PR #455, opened 2021-04-13
feat: adding concurrent and pending db requests limit

nchamo:
We are now adding a limit to the queue that stores pending requests that will be made to the database. We set the amount of concurrent requests to 20, and the max amount of queued requests to 50.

────────

§ **Task instructions**
The answer must be every line of the data that holds the word "concurrent".

§ **Response box**
feat: adding concurrent and pending db requests limit
We are now adding a limit to the queue that stores pending requests that will be made to the database. We set the amount of concurrent requests to 20, and the max amount of queued requests to 50.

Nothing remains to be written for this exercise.